It’s a speech about writing, and in particular about writing things that make people uncomfortable (whether that person is yourself or your audience). It’s also a speech about being read, as evidenced by this particular bit of insight.
…it is a weird thing to have something that you have had a hand in creating become a tattoo phenomenon, but my ego stays in check because as proud as I am of this book, and as much as it means to me, I know that what Dan Curtis Johnson said is right. You don’t get that tattoo to celebrate something in the book, you get that tattoo because the book celebrates something in you…
If you pay close attention there’s little bits of practical craft advice in there, among the broader talk about intent and goals, and the entire thing is well worth 20 minutes of your time.
August 21, 2019
New Writing Kit: Logitech MK850 & Field Notes
Yesterday I hit a milestone: for the first time in nearly four years, I’m a week ahead on writing blogs. Which means the temporality of these posts gets a little weird, because “Yesterday” can now mean a week-in-the-past-when-I’m-actually-writing-things, or one-day-back, when-I-was-posting-about-a-thing.
Getting ahead has largely been a function of the first major change I made when setting up my new workspace: adding in a whiteboard that sits in front of the “goofing off” computer, tracking my weekly to-do list. Thus far, it’s kept me on track with writing, with reading, with blogging, with newsletter creation, and with a bunch of little things I need to do throughout the week.

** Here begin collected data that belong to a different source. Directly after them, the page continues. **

PR #161, opened 2022-02-15
Add Guid and Color FormulaTypes/Values

lesaltzm:


src/libraries/Microsoft.PowerFx.Core/Public/Types/GuidType.cs
```diff
@@ -0,0 +1,21 @@
+﻿// Copyright (c) Microsoft Corporation.
+// Licensed under the MIT license.
+
+using System;
+using Microsoft.PowerFx.Core.Types;
+
+namespace Microsoft.PowerFx.Core.Public.Types
+{
+    public class GuidType : FormulaType
```
MikeStall, line 9: >GuidType [](http://example.com/codeflow?start=17&length=8)

Sql engine has a SqlGuidType - it could be moved onto this!

MikeStall (approved):
:shipit:

Issue #106, opened 2022-01-15
LookUp support


TonyTroeff:
Hello, I am experimenting with this library and encountered the following problem:
This is my code:
```
var expression = "LookUp(Settings, Name = \"Client\")";
var engine = new RecalcEngine();
var parameters = FormulaValue.RecordFromFields(
    new NamedValue("Settings",
        FormulaValue.TableFromRecords(
            FormulaValue.RecordFromFields(new NamedValue("Name", FormulaValue.New("Client"))),
            FormulaValue.RecordFromFields(new NamedValue("Name", FormulaValue.New("Test"))))));
var result = engine.Eval(expression, parameters);
```
I expect that this expression will be evaluated correctly and will return only the first table record (the name of which is exactly "Client"). But instead an exception is thrown. This is its message:
```
Errors: Error 0-33: Invocation of unknown or unsupported function.
Error 17-21: Name isn't valid. This identifier isn't recognized.
Error 22-23: Incompatible types for comparison. These types can't be compared: Error, Text.
```

I found that in your `BuiltInFunctionsCore` file there are `public static readonly` fields for each built-in function but the `LookUp` and `Search` are missing. Maybe this is one reason for this behavior?

lesaltzm:
Right. A bunch of the functions present in Canvas' PowerFx aren't yet implemented in this runtime. We're working to close that gap over time.

MikeStall:
We should give a better error than "Name isn't valid. This identifier isn't recognized.". We should call out the specific identifier. 

@TonyTroeff - First and Filter are implemented, so you could use those to do the Lookup. 
Note that we don't have delegation implemented in the interpreter, so this would be a linear scan.

timnudecision:
related:  ShowColumns is one of those not yet implemented.  it is a priority for my project, should that affect the roadmap.

is there a work-around?

MikeStall:
@timnudecision -  That's correct - it's not implemented yet. can you file a separate issue just for that?    

You may be able to work around it via a ForAll. 
`ShowColumns(_table, "a")`

is the same as: 
`ForAll(_table, { a : a })`

timnudecision:
that workaround works on the REPL and CanvasApp
thanks

MikeStall:
Function is added.

PR #163, opened 2022-02-15
Add Identifier to Error Messages

rick-nguyen:
On using an undefined symbol, we error: 
"Name isn't valid. This identifier isn't recognized."

We should give the actual symbol name in the error message. Like "Name isn't valid. '{identifer}' isn't recognized."

We hit this a lot, especially in other hosts. Here's a customer example: [LookUp support · Issue #106 · microsoft/Power-Fx (github.com)](https://github.com/microsoft/Power-Fx/issues/106) 

Note that it sometimes shows in the formula bar, but not not always:
squiggles may overlap so it can get confusing. 
Or the error is showing outside the formula bar (like in the side panel or solution checker).

C# show in the error message as well as a squiggle. 
1b553fa6-cbf5-4171-a57f-e357072f3b1b


src/tests/Microsoft.PowerFx.Interpreter.Tests/RecalcEngineTests.cs
```diff
@@ -237,7 +237,7 @@ public void CheckBindError()
 
             Assert.False(result.IsSuccess);
             Assert.Single(result.Errors);
-            Assert.StartsWith("Error 2-5: Name isn't valid. This identifier isn't recognized", result.Errors[0].ToString());
+            Assert.StartsWith("Error 2-5: Name isn't valid. 'foo' isn't recognized", result.Errors[0].ToString());
```
MikeStall, line 240: >'foo' isn't recognized [](http://example.com/codeflow?start=60&length=22)

Yes!! This is great

src/libraries/Microsoft.PowerFx.Core/Binding/Binder.cs
```diff
@@ -3201,7 +3201,7 @@ public override void Visit(ParentNode node)
 
                 if (_nameResolver == null || _nameResolver.CurrentEntity == null)
                 {
-                    _txb.ErrorContainer.Error(node, TexlStrings.ErrInvalidName);
+                    _txb.ErrorContainer.Error(node, TexlStrings.ErrInvalidName, node.Id);
```
MikeStall, line 3204: >node.Id [](http://example.com/codeflow?start=80&length=7)

node.Id is an integer id for indexing into binder info; not a string to show the user. 
The tests added don't cover this case (I'm not sure how we'd actually hit this). 

We may need 2 separate errors, and to leave these cases unchanged.

src/libraries/Microsoft.PowerFx.Core/Binding/Binder.cs
```diff
@@ -3337,6 +3337,7 @@ public override void PostVisit(DottedNameNode node)
                 var nameRhs = node.Right.Name;
 
                 nameRhs = GetLogicalNodeNameAndUpdateDisplayNames(leftType, node.Right);
+                var nodeNameStr = nameRhs.ToString();
```
MikeStall, line 3340: >nodeNameStr [](http://example.com/codeflow?start=20&length=11)

nit: can we rename this var to 'nameRhsString' - just to make it very clear in the cases below that it's tightly associated to nameRhs?

src/libraries/Microsoft.PowerFx.Core/Binding/Binder.cs
```diff
@@ -3376,22 +3377,22 @@ public override void PostVisit(DottedNameNode node)
...
-                        SetDottedNameError(node, TexlStrings.ErrInvalidName);
+                        SetDottedNameError(node, TexlStrings.ErrInvalidName, nodeNameStr);
                         return;
                     }
                 }
                 else if (leftType.IsAttachment)
                 {
                     // Error: Attachment Type should never be the left hand side of dotted name node
-                    SetDottedNameError(node, TexlStrings.ErrInvalidName);
+                    SetDottedNameError(node, TexlStrings.ErrInvalidName, nodeNameStr);
```
MikeStall, line 3395: >nodeNameStr [](http://example.com/codeflow?start=73&length=11)

Not all of these errors are for looking up the RHS. 

The basic rule is that if we lookup string x and can't find it, then issue an error for string x.  Line 3380 is a good case of that. 

In the other cases (like this one) - we should probably leave unchanged.

src/libraries/Microsoft.PowerFx.Core/Binding/Binder.cs
rick-nguyen: I put in the old error as "ErrInvalidIdentifier", and changed these to use the old error again and leave them basically unchanged. Thoughts?

src/libraries/Microsoft.PowerFx.Core/Binding/Binder.cs
rick-nguyen: Done

src/libraries/Microsoft.PowerFx.Core/Binding/Binder.cs
```diff
@@ -3337,6 +3337,7 @@ public override void PostVisit(DottedNameNode node)
                 var nameRhs = node.Right.Name;
 
                 nameRhs = GetLogicalNodeNameAndUpdateDisplayNames(leftType, node.Right);
+                var nameRhsString = nameRhs.ToString();
```
lesaltzm, line 3340: same here, nameRhs.Value

lesaltzm: Also, consider using node.Right.Name.Value instead of the logicalName that you get back from this function. The error message will be better if it corresponds to what's in the expression rather than the names under the hood

src/libraries/Microsoft.PowerFx.Core/Binding/Binder.cs
```diff
@@ -3490,7 +3491,7 @@ public override void PostVisit(DottedNameNode node)
 
                         if (!leftType.ToRecord().TryGetType(property.InvariantName, out typeRhs))
                         {
-                            SetDottedNameError(node, TexlStrings.ErrInvalidName);
+                            SetDottedNameError(node, TexlStrings.ErrInvalidName, firstNodeLhs.Ident.Name.ToString());
```
lesaltzm, line 3494: the invalid name here is Property.InvariantName

src/libraries/Microsoft.PowerFx.Core/Binding/Binder.cs
```diff
@@ -5306,7 +5307,7 @@ private void PreVisitBottomUp(CallNode node, int argCountVisited, Scope scopeNew
                     }
                     else
                     {
-                        _txb.ErrorContainer.Error(node, TexlStrings.ErrInvalidName);
+                        _txb.ErrorContainer.Error(node, TexlStrings.ErrInvalidName, node.Head.Name.ToString());
```
lesaltzm, line 5310: .Value here as well

src/tests/Microsoft.PowerFx.Interpreter.Tests/RecalcEngineTests.cs
```diff
@@ -290,7 +290,7 @@ public void CheckBindErrorWithParseExpression()
             Assert.False(result.IsSuccess);
             Assert.Null(result.Expression);
             Assert.Single(result.Errors);
-            Assert.StartsWith("Error 2-5: Name isn't valid. This identifier isn't recognized", result.Errors[0].ToString());
+            Assert.StartsWith("Error 2-5: Name isn't valid. 'foo' isn't recognized", result.Errors[0].ToString());
```
lesaltzm, line 293: Let's get more tests covering Dotted Names, lambdas, etc..

lesaltzm (changes requested):

src/libraries/Microsoft.PowerFx.Core/Binding/Binder.cs
```diff
@@ -2897,7 +2897,7 @@ public override void Visit(FirstNameNode node)
 
                 if (!haveNameResolver || !_nameResolver.Lookup(node.Ident.Name, out lookupInfo, preferences: lookupPrefs))
                 {
-                    _txb.ErrorContainer.Error(node, TexlStrings.ErrInvalidName);
+                    _txb.ErrorContainer.Error(node, TexlStrings.ErrInvalidName, node.Ident.Name.ToString());
```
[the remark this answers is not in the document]
rick-nguyen: Done

src/libraries/Microsoft.PowerFx.Core/Binding/Binder.cs
rick-nguyen: Done

src/libraries/Microsoft.PowerFx.Core/Binding/Binder.cs
rick-nguyen: Fixed

src/libraries/Microsoft.PowerFx.Core/Binding/Binder.cs
rick-nguyen: Done

lesaltzm (approved):

lesaltzm (approved):

PR #174, opened 2022-02-23
Fix thread safety issue when engine was giving results for a wrong expression

Robulane:
There is a thread safety bug in PowerFX. This bug is exposed by added EvalInMultipleThreads test.

This PR fixes this thread safety bug.


MikeStall:
Fx is not thread safe, so there may be other issues.

PR #179, opened 2022-02-24
Split ExpressionTestCases into folders for standard and sql diff tests

bryancroteau-MSFT:
Splits the test files in the ExpressionTestCases folder into 2 subfolders, one which contains files that contain Sql test differences.


MikeStall:
Is the idea that /Standard is common to all engines , and then Sql, JS, etc can have specific dirs?
What does it mean that /string.txt is in both dirs?

src/tests/Microsoft.PowerFx.Core.Tests/ExpressionTestCases/Concat.txt
```diff
@@ -45,13 +45,13 @@
     ),
     Value)
 
-"ACADBCBD"
```
MikeStall, line 48: ?

PR #937, opened 2022-12-22
CustomFunction - missing async case Fixes #935

### LINKED ISSUE #935: CustomFunction - missing async case
When a custom function derives from base ctor directly, it skips skips calling Scan() and gets the parameters from the ctor directly. 

This is skipping setting _info.async . So if it's Execute() is async, we will still treat it as sync and crash. 

    public class XValidateEmailFunction : ReflectionFunction
    {   
        public XValidateEmailFunction() 
            : base("XValidateEmail", FormulaType.Number, FormulaType.String) // Causes Scan to be skipped
        {
        }

        public async Task<FormulaValue> Execute(StringValue email)
        {
        }
    }

We missed a case in #40 . 

https://github.com/microsoft/Power-Fx/blob/9c92baa7791ef52d46a9180b6506d95e3b3cd7b3/src/libraries/Microsoft.PowerFx.Interpreter/ReflectionFunction.cs#L182

jas-valgotar:
-Fixes #935

### DIFF
--- a/src/libraries/Microsoft.PowerFx.Interpreter/ReflectionFunction.cs
+++ b/src/libraries/Microsoft.PowerFx.Interpreter/ReflectionFunction.cs
@@ -181,7 +181,7 @@ namespace Microsoft.PowerFx
 
             var isAsync = m.ReturnType.BaseType == typeof(Task);
 
-            var configType = ConfigType ?? default(Type);
+            var configType = ConfigType ?? default;
 
             _info = new FunctionDescr(name, m, returnType, paramTypes, configType, BigInteger.Zero, isAsync);
         }
@@ -241,7 +241,7 @@ namespace Microsoft.PowerFx
 
                 var configType = default(Type);
 
-                BigInteger lamdaParamMask = default(BigInteger);
+                BigInteger lamdaParamMask = default;
                 for (var i = 0; i < parameters.Length; i++)
                 {
                     if (i == parameters.Length - 1 && isAsync)
@@ -280,8 +280,6 @@ namespace Microsoft.PowerFx
                         throw new InvalidOperationException($"Unknown parameter type: {parameters[i].Name}, {parameters[i].ParameterType}");
                     }
                 }
-
-                var paramTypes = paramTypes.ToArray();
 
                 _info = new FunctionDescr(name, m, returnType, paramTypes.ToArray(), configType, lamdaParamMask, isAsync);
             }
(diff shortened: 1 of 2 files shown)


src/libraries/Microsoft.PowerFx.Interpreter/ReflectionFunction.cs
```diff
@@ -184,8 +184,9 @@ protected ReflectionFunction(string name, FormulaType returnType, params Formula
                 Name = name,
                 RetType = returnType,
                 ParamTypes = paramTypes,
-                _method = m
-            };
+                _method = m,
+                _isAsync = m.ReturnType.BaseType == typeof(Task)
```
MikeStall, line 188: >_isAsync [](http://example.com/codeflow?start=16&length=8)

Just noticed we're also missing _configType.

Maybe we should make FunctionDescr have a ctor 
and make these properties private  - to enforce they're getting set in both places.

MikeStall:
>                     throw new InvalidOperationException($"Call to {_info.Name} is missing config type {_info._configType.FullName}");

When my custom function (which uses the direct ctor instead of Scan()) also take a config, but that config is missing, 

I'm hitting in a null ref here because _configType is null. 

Actually, maybe this just should be ConfigType


---
Refers to: src/libraries/Microsoft.PowerFx.Interpreter/ReflectionFunction.cs:342 in 9c26970. [](commit_id = 9c26970f6de9350dec5329a22d530d29437266be, deletion_comment = False)

BruceHaley:

LucGenetier:
✅ No public API change.

BruceHaley:

LucGenetier:
✅ No public API change.

src/tests/Microsoft.PowerFx.Interpreter.Tests/CustomFunctions.cs
```diff
@@ -68,6 +68,11 @@ public void CustomFunctionErrorOrBlank(string script, string expectedResult, boo
         // Must have "Function" suffix. 
         private class TestCustomFunction : ReflectionFunction
         {
+            public TestCustomFunction():
```
MikeStall, line 71: Did you intend to add this?
This will cause Scan() to be skipped for this function and change test cases.

src/libraries/Microsoft.PowerFx.Interpreter/ReflectionFunction.cs
jas-valgotar: updated to use Ctor

src/tests/Microsoft.PowerFx.Interpreter.Tests/CustomFunctions.cs
jas-valgotar: you are right! this was by mistake...

LucGenetier:
✅ No public API change.

MikeStall (approved):
:shipit:

LucGenetier:
✅ No public API change.

MikeStall (approved):
:shipit:

LucGenetier:
✅ No public API change.

PR #950, opened 2023-01-03
Allow more than 3 subsecond digits in the Text function

CarlosFigueiraMSFT:
.NET supports up to 7 sub-second digits, so we should support it in the Text function as well.

### DIFF
--- a/src/libraries/Microsoft.PowerFx.Interpreter/Functions/LibraryText.cs
+++ b/src/libraries/Microsoft.PowerFx.Interpreter/Functions/LibraryText.cs
@@ -219,14 +219,7 @@ namespace Microsoft.PowerFx.Functions
                     {
                         // It's a number, formatted as date/time. Let's convert it to a date/time value first
                         var newDateTime = Library.NumberToDateTime(runner, context, IRContext.NotInSource(FormulaType.DateTime), new NumberValue[] { num });
-                        try
-                        {
-                            resultString = ExpandDateTimeExcelFormatSpecifiers(formatString, "g", newDateTime.Value, culture, runner.CancellationToken);
-                        }
-                        catch (FormatException)
-                        {
-                            return CommonErrors.GenericInvalidArgument(irContext, StringResources.Get(TexlStrings.ErrTextInvalidFormat, culture.Name));
-                        }
+                        return ExpandDateTimeExcelFormatSpecifiers(irContext, formatString, "g", newDateTime.Value, culture, runner.CancellationToken);
                     }
                     else
                     {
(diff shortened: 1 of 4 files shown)


LucGenetier:
✅ No public API change.

LucGenetier:
✅ No public API change.

src/libraries/Microsoft.PowerFx.Interpreter/Functions/LibraryText.cs
```diff
@@ -219,7 +219,14 @@ public static FormulaValue Text(EvalVisitor runner, EvalVisitorContext context,
...
                         // It's a number, formatted as date/time. Let's convert it to a date/time value first
                         var newDateTime = Library.NumberToDateTime(runner, context, IRContext.NotInSource(FormulaType.DateTime), new NumberValue[] { num });
-                        resultString = ExpandDateTimeExcelFormatSpecifiers(formatString, "g", newDateTime.Value, culture, runner.CancellationToken);
+                        try
+                        {
+                            resultString = ExpandDateTimeExcelFormatSpecifiers(formatString, "g", newDateTime.Value, culture, runner.CancellationToken);
+                        }
+                        catch (FormatException)
+                        {
+                            return CommonErrors.GenericInvalidArgument(irContext, StringResources.Get(TexlStrings.ErrTextInvalidFormat, culture.Name));
```
anderson-joyle, line 228: >return CommonErrors.GenericInvalidArgument(irContext, StringResources.Get(TexlStrings.ErrTextInvalidFormat, culture.Name)); [](http://example.com/codeflow?start=28&length=123)

This portion is not being reach by test coverage. Can we have the following test case added:
```
>> Text(30470.01953125, "yyyy-mm-dd hh:mm:ss.00000000")
```

src/libraries/Microsoft.PowerFx.Interpreter/Functions/LibraryText.cs
```diff
@@ -219,7 +219,14 @@ public static FormulaValue Text(EvalVisitor runner, EvalVisitorContext context,
                     {
                         // It's a number, formatted as date/time. Let's convert it to a date/time value first
                         var newDateTime = Library.NumberToDateTime(runner, context, IRContext.NotInSource(FormulaType.DateTime), new NumberValue[] { num });
-                        resultString = ExpandDateTimeExcelFormatSpecifiers(formatString, "g", newDateTime.Value, culture, runner.CancellationToken);
+                        try
```
anderson-joyle, line 222: >try [](http://example.com/codeflow?start=24&length=3)

Nice touch adding this exception handler since it is possible to get an invalid format.
Would be a good idea (or worth the effort) to move this try/catch into ExpandDateTimeExcelFormatSpecifiers?

CarlosFigueiraMSFT: Done

src/libraries/Microsoft.PowerFx.Interpreter/Functions/LibraryText.cs
CarlosFigueiraMSFT: Added

LucGenetier:
✅ No public API change.

anderson-joyle (approved):

MikeStall (approved):

PR #960, opened 2023-01-05
Update filter delegation validation to validate without generating warnings

ian-legler:
In order to better understand the challenges that users have in using functions and data sources that can't be delegated today, we need to collect failure telemetry without causing breaking UI changes.

This change adds the ability filter delegation validation to swallow warnings

### DIFF
--- a/src/libraries/Microsoft.PowerFx.Core/Binding/Binder.cs
+++ b/src/libraries/Microsoft.PowerFx.Core/Binding/Binder.cs
@@ -121,7 +121,7 @@ namespace Microsoft.PowerFx.Core.Binding
 
         public bool HasLocalScopeReferences { get; private set; }
 
-        public ErrorContainer ErrorContainer { get; } = new ErrorContainer();
+        public ErrorContainer ErrorContainer { get; set; } = new ErrorContainer();
 
         /// <summary>
         /// The maximum number of selects in a table that will be included in data call.
--- a/src/libraries/Microsoft.PowerFx.Core/Texl/Builtins/FilterDelegationBase.cs
+++ b/src/libraries/Microsoft.PowerFx.Core/Texl/Builtins/FilterDelegationBase.cs
@@ -2,6 +2,7 @@
 // Licensed under the MIT license.
 
 using System.Numerics;
+using Microsoft.PowerFx.Core.App.ErrorContainers;
 using Microsoft.PowerFx.Core.Binding;
 using Microsoft.PowerFx.Core.Functions.Delegation;
 using Microsoft.PowerFx.Core.Functions.Delegation.DelegationMetadata;
@@ -62,7 +63,7 @@ namespace Microsoft.PowerFx.Core.Texl.Builtins
             return true;
         }
 
-        protected bool IsValidDelegatableFilterPredicateNode(TexlNode dsNode, TexlBinding binding, FilterOpMetadata filterMetadata)
+        protected bool IsValidDelegatableFilterPredicateNode(TexlNode dsNode, TexlBinding binding, FilterOpMetadata filterMetadata, bool generateHints = true)
         {
             Contracts.AssertValue(dsNode);
             Contracts.AssertValue(binding);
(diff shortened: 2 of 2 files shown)


LucGenetier:
✅ No public API change.

src/libraries/Microsoft.PowerFx.Core/Binding/Binder.cs
```diff
@@ -121,7 +121,7 @@ internal sealed partial class TexlBinding
 
         public bool HasLocalScopeReferences { get; private set; }
 
-        public ErrorContainer ErrorContainer { get; } = new ErrorContainer();
+        public ErrorContainer ErrorContainer { get; set; } = new ErrorContainer();
```
MikeStall, line 124: @bryancroteau-MSFT  - fyi , adding setter

pakempar (approved):

src/libraries/Microsoft.PowerFx.Core/Texl/Builtins/FilterDelegationBase.cs
```diff
@@ -75,78 +76,97 @@ protected bool IsValidDelegatableFilterPredicateNode(TexlNode dsNode, TexlBindin
...
-                case NodeKind.BinaryOp:
-                    {
-                        var opNode = dsNode.AsBinaryOp();
-                        var binaryOpNodeValidationStrategy = GetOpDelegationStrategy(opNode.Op, opNode);
-                        Contracts.AssertValue(opNode);
+                // if hints should not be generated, create a temporary error container
+                if (!generateHints)
+                {
+                    originalErrorContainer = binding.ErrorContainer;
+                    binding.ErrorContainer = new ErrorContainer();
```
Shpakh-MSFT, line 86: How this would be used? I am little concern about making errorcontainer property mutable.

ian-legler: The scenario is that we want to allow delegation validation in the short term that does not result in warnings shown to the end-user, purely for telemetry.  The current validation code directly adds warnings to the ErrorContainer on the binder.  A previous PR (https://github.com/microsoft/Power-Fx/pull/914) changed the logic to limit emitting warnings, but it was a more significant code change that was fragile.

LucGenetier:
✅ No public API change.

src/libraries/Microsoft.PowerFx.Core/Binding/Binder.cs
bryancroteau-MSFT: Shouldn't this be set in the constructor?

ian-legler: @bryancroteau-MSFT Not sure if there's a reason to prefer one pattern over the other, I wanted to limit this PR to purely changes needed for my functionality (and testing)

lesaltzm, line 124: Instead of making this mutable, couldn't the error container instead be passed as an arg to the delegation strategy checkers, so that it puts errors there rather than using the binder's error container? I agree with the concerns others have raised here

Shpakh-MSFT (approved):
:shipit:

LucGenetier:
✅ No public API change.

src/libraries/Microsoft.PowerFx.Core/Binding/Binder.cs
ian-legler: The issue is that the delegation strategy checkers delegate their functionality to other methods other objects (e.g. IsRowScopedServerDelegatable), which would also need to take an error container instead of using the one attached to the binder.  This would introduce additional fragility.

bryancroteau-MSFT: Is it possible for multiple methods or objects to modify the mutable property? If so, how can you guarantee that the error container behavior returns to the way it was before it was modified? For example, is there ever a case where there should be a stack of error containers instead of a mutable property?

ian-legler: I've replaced the mutable property with a specific override method, to attempt to limit misuse.  I've also added a unit test to cover nested scenarios.

LucGenetier:
✅ No public API change.

lesaltzm (approved):
signing off on this, but if we see this pattern showing up more, we should revisit this

LucGenetier:
✅ No public API change.

PR #963, opened 2023-01-05
Check in latest localization

toshio-msft:


LucGenetier:
✅ No public API change.

LucGenetier:
✅ No public API change.

PR #965, opened 2023-01-05
Ensure that Date + Number operations have a Date result

CarlosFigueiraMSFT:
We made a change a few months ago to make all operations with dates and number to return a DateTime value. This way, something like `Date(2022, 1, 2) + 2.5` would return `DateTime(2022, 1, 4, 12, 0, 0, 0)`. This is not the typical behavior in Excel, however, so we are changing it back to have those operations return a Date value.

In most applications it won't matter, but if we use the value in the Text function (without specifying a format) we will see a difference. For example, `Text(Date(2022, 1, 2) + 2.5))` will return `"1/6/2022"` (assuming en-US default format, m/d/yyyy).

Notice that although the static type is Date, the internal representation will have the time part and no information will be lost, as shown in the following expressions:

- `Text(Date(2022, 1, 2) + 2.5, "yyyy-mm-dd hh:mm:ss")` will return `"2022-01-04 12:00:00"`
- `Text(Date(2022, 1, 2) + 2.5 + 0.5)` will return `"1/5/2022"` (assuming en-US default format, m/d/yyyy)


LucGenetier:
✅ No public API change.

MikeStall (dismissed):

Shpakh-MSFT (dismissed):
:shipit:

LucGenetier:
✅ No public API change.

LucGenetier:
✅ No public API change.

Shpakh-MSFT (approved):
:shipit:

PR #968, opened 2023-01-06
Improve Benchmark

LucGenetier:
Improve benchmark project
Add reference tests
Add script to run locally easily
Add script to read results quickly
Add script to write results to SQL database


LucGenetier:
✅ No public API change.

src/tests/Microsoft.PowerFx.Performance.Tests/Reference.cs
```diff
@@ -0,0 +1,60 @@
...
+        public int FixedDuration()
+        {
+            // Fixed duration, independant of CPU speed 
+            Thread.Sleep(100);
+            return 0;
+        }
+
+        [Benchmark]
+        [MethodImpl(MethodImplOptions.NoOptimization | MethodImplOptions.NoInlining)]
+        public long Loop()
```
MikeStall, line 49: Can we rename to "FixedLoop".

And add a comment in this class that the goal for all these tests is that they should take constant time (independent of any Power Fx changes), and so act as a baseline reference for performance.

src/Directory.Build.props
```diff
@@ -73,7 +73,7 @@
     <Copyright>© Microsoft Corporation. All rights reserved.</Copyright>
   </PropertyGroup>
 
-  <PropertyGroup Condition="'$(Project)'!='Microsoft.PowerFx.Performance.Tests'">
+  <PropertyGroup Condition=" '$(ProjectName)' != 'Microsoft.PowerFx.Performance.Tests' ">
```
MikeStall, line 76: Curious: what is project vs. projectname?

MikeStall (approved):

MikeStall (dismissed):

src/Directory.Build.props
LucGenetier: ProjectName is documented
https://learn.microsoft.com/en-us/cpp/build/reference/common-macros-for-build-commands-and-properties?redirectedfrom=MSDN&view=msvc-170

It’s not a bad result for something that cost me $20, in terms of the value it delivers. I get quite gushy about it, when talking to folks about getting shit done.
The other pieces of new kit i’ve added to my workspace is this: a Logitech MK850 wireless Keyboard and Mouse combo and a set of Field Notes notebooks.
The keyboard was a change requested by my partner, especially since the new desk set-up makes it easier for me to work over weekends. See, I have a habit of typing incredibly fucking fast when I’m in first draft mode, and I’ve always worked on old, cheap banger keyboards that make an incredible racket when I’m really flying.
Typing a thousand words typically sounded like a hailstorm rattling against a corrugated iron roof, and while that was satisfying to me on a personal level, it’s not the best thing to unleash in a tiny flat when your partner is sleeping in the next room.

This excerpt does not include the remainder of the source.